---- MATERIAL FOR THE TASK

PR #4883, opened 2019-03-09
Add CLI flag to disconnect all MIDI controllers when loading a project

pboi20:
This is a redo of #4874, using master as base branch.

==

Hi!

Consider this PR as a request for comment, as this is my first attempt at hacking on LMMS.

This introduces a CLI flag (--disconnect-midi-controllers) used to disconnect all MIDI inputs from instrument tracks, as well as all MIDI controllers from instrument, FX and other global/song parameters. Other user controllers should be left untouched.

In and of itself, I find it useful to have a quick way to remove all midi connections from an existing project. For example, consider moving a project that has an extensive MIDI configuration for a specific hardware controller, over to another type of hardware controller. As I understand it, the current workflow would require disconnecting each individual controller mapping, one by one.

Also, it could be thought of as a quick fix for the following issues:
#4385
#2625
#193

Is this idea of any interest to anyone else?

If so, I understand that this is probably a naive approach and would welcome your feedback!

Many thanks!

### DIFF
--- a/include/Song.h
+++ b/include/Song.h
@@ -304,6 +304,16 @@ public:
 		return false;
 	}
 
+	inline void setDisconnectMidiControllersOnLoad( bool val )
+	{
+		m_disconnectMidiControllersOnLoad = val;
+	}
+
+	inline bool getDisconnectMidiControllersOnLoad()
+	{
+		return m_disconnectMidiControllersOnLoad;
+	}
+
 	void addController( Controller * c );
 	void removeController( Controller * c );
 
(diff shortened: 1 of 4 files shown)


Reflexe:
The code looks fine. However, maybe we should add an export option that will not save MIDI connections to the file in first place? If that was your intention, I could try to implement  that in the next following days.

pboi20:
Hi, thanks for the feedback!

I also think that an export option to omit the MIDI connections would be a cleaner solution. I hesitated before sending this PR because my solution felt a bit naive and hacky.

If you have some time to look into it, I welcome your help in implementing this export option.

Reflexe:
Update: I have a working POC for a save dialog with a "discard MIDI connections" option. I'll polish and finish it and the next following days (hopefully tomorrow)

Reflexe:
Update: I've opened a PR at #5021; feel free to test it and report back.

pboi20:
Hi!

Just tested the master branch with all of your merged commits. It works very well.

Closing this PR because the new save option makes it irrelevant.

Many thanks,

P.

PR #4888, opened 2019-03-12
Avoid shallow clones in all Debian sid builds

jasp00:
Shallow clone may break version detection. This is fatal in Debian builds, so use full clone.

### DIFF
--- a/.travis.yml
+++ b/.travis.yml
@@ -24,8 +24,12 @@ matrix:
           git:
               depth: false
         - env: TARGET_OS=debian-sid TARGET_ARCH=i386
+          git:
+              depth: false
         - compiler: clang
           env: TARGET_OS=debian-sid
+          git:
+              depth: false
 before_install:
    - . ${TRAVIS_BUILD_DIR}/.travis/${TRAVIS_OS_NAME}.${TARGET_OS}.before_install.sh
 install:


jasp00:
Thank you, @PhysSong, for noticing this. Feel free to merge it.

tresf:
I'm fine with this being merged as-is, but shallow cloning saves quite a bit of time in our build system.  @jasp00 is there a value that would be acceptable that doesn't grab the entire history every time?  Travis-CI defaults to 50.    We' have > 6,000 in total.  Would 100 be enough?

PhysSong:
> Would 100 be enough?

I think that may not be enough for `master` once the version detection(#4840) is added into `master`.

tresf:
Ok.  Let's merge as-is then.  I did some local benchmarking (anecdotal) with the `time` command and there's about 5 seconds difference between `--depth 100` and no depth at all.

With Calf's submodule this is pretty important (it can take a very long time to clone without shallow)  but LMMS (currently) seems in good shape without it.

tresf:
> I think that may not be enough for master once the version detection(#4840) is added into master.

Since `master` would be the branch that benefits the most from shallow cloning, we should NOT merge this commit to `master`.  Instead on `master`, I vote we disable [`--recurse-submodules`](https://docs.travis-ci.com/user/common-build-problems/#git-submodules-are-not-updated-correctly) and let [`cmake` handle it at build time](https://github.com/LMMS/lmms/blob/master/cmake/modules/CheckSubmodules.cmake#L24).  Disclaimer, I'm not as familiar with `master`'s CI environment so I'm not sure how this would affect Circle-CI.

PhysSong:
> I'm not sure how this would affect Circle-CI

It seems like CircleCI doesn't clone/initialize submodules automatically by default.

> I vote we disable [`--recurse-submodules`](https://docs.travis-ci.com/user/common-build-problems/#git-submodules-are-not-updated-correctly) and let [`cmake` handle it at build time](https://github.com/LMMS/lmms/blob/master/cmake/modules/CheckSubmodules.cmake#L24) (and then merge this commit).

Sounds good.

PR #4895, opened 2019-03-14
Fix Blackman-Harris window formula, adjust formatting

he29-net:
This fixes the formula used to generate Blackman-Harris window created in the Eq plugin. Cosf() was replaced by cos() to make all 3 lines consistent; parentheses were added where they should have been.

I also changed the formatting so that subsequent lines align better with the first one (when tab spaces = 4 which seems to be quite common value).
Before change (white noise + 3 sine waves at 100 Hz, 1 kHz and 10 kHz at different amplitudes):
eq_before
After change (improvement mainly noticeable for the 100 Hz signal):
ex_fixed

### DIFF
--- a/plugins/Eq/EqSpectrumView.cpp
+++ b/plugins/Eq/EqSpectrumView.cpp
@@ -47,9 +47,9 @@ EqAnalyser::EqAnalyser() :
 
 	for (int i = 0; i < FFT_BUFFER_SIZE; i++)
 	{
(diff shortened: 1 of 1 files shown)


PhysSong:
@he29-net Do you mind if I merge this pull request with some additional formatting changes?

he29-net:
@PhysSong No problem. :)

--------

▸ TASK BRIEF:
Word for word, repeat the data from its first line through the line with "This introduces a", including both of those lines and no others.

▸ EXPECTED ANSWER:
PR #4883, opened 2019-03-09
Add CLI flag to disconnect all MIDI controllers when loading a project

pboi20:
This is a redo of #4874, using master as base branch.

==

Hi!

Consider this PR as a request for comment, as this is my first attempt at hacking on LMMS.

This introduces a CLI flag (--disconnect-midi-controllers) used to disconnect all MIDI inputs from instrument tracks, as well as all MIDI controllers from instrument, FX and other global/song parameters. Other user controllers should be left untouched.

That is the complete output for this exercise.